А вот ещё важный в живописи момент : пробела. Есть пробел краской, пробел в перо, пробел в «щетинку», пробел инакопью.
     «Личное», то есть писать лик, выполняли самые опытные мастера. Последовательно, один за другим, выполнялось наложение санкиря, охрение, плавь, отборка, перемалевка, румянец, движки, подбивка, оплавка.
     Да, господа, не возмущайтесь, я специально написал, сделав умное выражение лица, все эти профессиональные определения, используемые в иконописи. Конечно, использовав материалы «умной» книги. До переезда на постоянное место жительства за город я с семьёй двенадцать лет прожил в Измайлово. Так вот там, если что случалось с моей машиной, я обращался к Сергеичу, работающему в ЖЭКе и подрабатывающему ремонтом машин. Мужик он дотошный, но если что не ясно, он всегда говорил: - а давай-ка поглядим в умную книгу!
     Вот и мы с вами поглядели, потому как нам, не иконописцам, постичь в раз все эти премудрости невозможно. Но теперь хотя бы знаем – что почем!
     Ну, вот, и закончили икону. Осталось олифой покрыть…
     Стоп. Не дали. Враг к стенам монастыря подошел, встал вокруг лагерем, пожёг все окрестные села да деревни. Кто успел, все под защиту монастырских стен кинулись. И торговцы здесь, и крестьяне, и прочий люд.
     Долго осада продолжалась, не чаяли уж и в живых остаться, больно силен ворог был, и однажды ночью явилась Богоматерь во сне некой благочестивой женщине и повелела ей сказать всем, находящимся в обители, чтобы взяли икону с её изображением и обошли вокруг монастыря.
     Наутро торжественная процессия с чудотворным образом двинулась по стенам монастырской ограды с упованием на милость Пресвятой Девы. Увидев этот великий ход и святыни над головами людей, враги в смятении и страхе отступили от обители.
     Теперь можно и икону закончить. Олифой-то не успели покрыть.
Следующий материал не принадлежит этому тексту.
PR #582, opened 2021-03-24
feat(lint): Integrate sasjs/lint

### LINKED ISSUE #580: Integrate sasjs/lint into the CLI
The [@sasjs/lint](https://github.com/sasjs/lint) project now provides the capability to identify, for SAS file, whether there are any ERRORs or WARNINGs present and if so, which line number they are on.

We should integrate this into a global `sasjs lint` commant that will search the current, and all parent directories for a `.sasjslint` file.

If found, the settings will be applied to all .sas files in all directories from the .sasjslint file and below.

If issues are found, the return should be non-zero - this will enable us to use the `sasjs lint` command in a git `pre-commit` hook, to prevent questionable SAS code from entering repositories.

saadjutt01:
## Issue

Closes #580 

## Intent

Add new command `sasjs lint`
Looks for folder having `.sasjslint` current to parent directory, 
if found, starts from that directory else from current directory and pass all `.sas` files for linting excluding `node_modules`

## Implementation

Added file `lint/index.ts`, having recursive function `executeLint` from parent folder
Updated `utils/command.ts`, sorted commands and flag values.
~~Added `getDirectoryContainingLintConfig` to `utils/config.ts`~~
Using `lint/utils/getProjectRoot.ts`
Returning none zero error code if any diagnostic of severity level `Error` is found, else printing appropriate message

## Checks

- [x] Reviewer is assigned.


src/utils/config.ts
```diff
@@ -486,6 +486,33 @@ export async function getProjectRoot() {
   return root
 }
 
+export async function getDirectoryContainingLintConfig() {
+  let lintConfigFolder = ''
```
krishna-acondy, line 490: I think it might be best if I exposed this function from the lint library, since the logic is all there already.

saadjutt01: now using `sasjs/lint/utils/getProjectRoot`

src/commands/lint/index.ts
```diff
@@ -0,0 +1,108 @@
...
+        ? chalk.red.bold('Error')
+        : 'Unknown'
+
+    table.push([
+      severity,
+      d.message,
+      `[${d.lineNumber}, ${d.startColumnNumber}]`
+    ])
+  })
+  console.log(table.toString(), '\n')
```
krishna-acondy, line 107: Shouldn't we be using process.logger.log instead?

saadjutt01: updated

krishna-acondy (approved):

src/commands/lint/index.ts
```diff
@@ -0,0 +1,123 @@
...
+/**
+ * Prints Lint Diagnostics as table
+ * @param {string} filePath- the path to file having offences
+ * @param {Diagnostic[]} sasjsDiagnostics- list of offences in particular file
+ */
+const displayDiagnostics = (
+  filePath: string,
+  sasjsDiagnostics: Diagnostic[]
+) => {
+  console.log(`File: ${chalk.cyan(filePath)}`)
```
krishna-acondy, line 79: We can use process.logger here as well, and if we use process.logger.info, we can remove the use of chalk.

allanbowe (dismissed):

src/commands/lint/index.ts
saadjutt01: updated

krishna-acondy (approved):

-Ну, это просто, - скажет кто-то, - олифы на строительном рынке завались. Всех сортов. – Такого сорта там нет. – Это я вам говорю. Ту олифу варили всё лето во дворе в теплое солнечное время. Кипело льняное масло, сыпали в него мел, цедили, студили. Опять варили. Разливали в горшки, хорошо закупоривали и ставили в горячие печи. Томили не менее полугода и за это время масло отстаивалось, становилось чистым, прозрачным. Олифа закрепляла краски на грунте и придавала иконе золотистый колорит.
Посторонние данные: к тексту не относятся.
PR #651, opened 2021-05-06
feat(test-command): implemented macro support, source and output flags

### LINKED ISSUE #634: sasjs test - next steps
With #607 we now have a test flow file generated when running `sasjs compile` that shows coverage for jobs & services.  This flow file also determines the order in which tests are executed (which is currently simple sequential).

To move this forward there are still a few critical features to deliver:

**Macros**

Macros are not deployed (as jobs/services) but the tests will be.  The tests will be deployed in the same way as Jobs/Services, except they will go to an `$(appLoc)|$(sasjsbuild)/tests/macros` directory.  We cannot use the sasjsbuild folder to determine coverage, however we can take a distinct list of files in the sasjsconfig `macroFolders` directory to determine the percentage.

**Folders**

Currently the test files must live in the same directory as the Job/Service being tested.  We also need to support that these files go into a separate directory.  This will go into `testConfig` as:

* testMacroFolders: []
* testJobFolders: []
* testServiceFolders: []

**Filter**

Name of this flag is yet to be determined (if a name is needed at all).  This value will be used to filter the list of tests in the test flow json file.

**csvFile**

configurable output location for test results

**source**

configurable source location for input (flow) json

**logFolder**

Location for the logs from the tests being executed

YuryShkoda:
## Issue

closes #634 

## Intent

- Implemented macro support 
- Implement tests filtering
- Implement source and output flags support

## Checks

Mocked:
image
- [ ] Reviewer is assigned.


src/commands/compile/compile.ts
```diff
@@ -41,6 +47,33 @@ export async function compile(target: Target, forceCompile = false) {
...
+
+    const buildMacroTestFolder = path.join(
+      (await getConstants()).buildDestinationTestFolder,
+      'macros'
+    )
+
+    if (await folderExists(buildMacroTestFolder)) {
+      const macroTestFiles = await (
+        await listFilesAndSubFoldersInFolder(buildMacroTestFolder)
+      ).filter((item: string) => isSasFile(item))
```
krishna-acondy, line 64: Just a little note - when you're applying a filter like this which doesn't need any extra parameters, you can also shorten it to:
```
await (
        await listFilesAndSubFoldersInFolder(buildMacroTestFolder)
      ).filter(isSasFile)
```

YuryShkoda: wow, it's very nice!
thanks!

krishna-acondy (dismissed):
Great job! Very well done. 👏🏽

YuryShkoda:
> Great job! Very well done. 👏🏽

thanks!)))

krishna-acondy (approved):

Issue #344, opened 2020-02-22
https://foxaholic.com/


SirGryphin:

SirGryphin:
Is there anyway to make it so images download as well and don't show up as error boxes? One the novels has a lot of illustrations and I want them in book if possible.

     И вот сегодня одел Мастер по такому торжественному случаю чистое льняное бельё. Сотворил молитву, как и всегда, перед началом работы. Взял кисть и обильно умащил иконную поверхность густой олифой, отчего засверкала она вдруг как многоцветные камни.
     Теперь можно и полюбоваться ей! Трудов сколько, да премудростей при её изготовлении да написании! Уму непостижимо. А мы-то думали…
     Но что это? Смотрим мы на икону и видим необычность изображения. Совсем не так, как на картине: предметы не уменьшаются по мере удаления от зрителя, а наоборот – увеличиваются. А это называется «обратная перспектива» и в иконописи она появилась не случайно. Дело в том, что любой живописец, рисуя картину, представляет её с точки зрения смотрящего человека, и тогда все предметы по законам материального мира уменьшаются при удалении, а параллельные линии сходятся у горизонта. Но иконописцы не считаются с законами линейной перспективы. Наоборот, если древний изограф изображает, например, стол, то та сторона, которая обращена к зрителю, будет короче той, что удалена от него. Это объясняется тем, что древние мастера писали иконы как бы с точки зрения изображаемого: Христа, Богоматери, святого. Это не мы на них, это они смотрят на нас из своего горнего мира, и человек перед их взором – лишь малая частица вселенной. В соответствии с этим «взором из мира иконы» то, что ближе к образу, пишется крупнее; то, что отстоит дальше, - пишется мельче.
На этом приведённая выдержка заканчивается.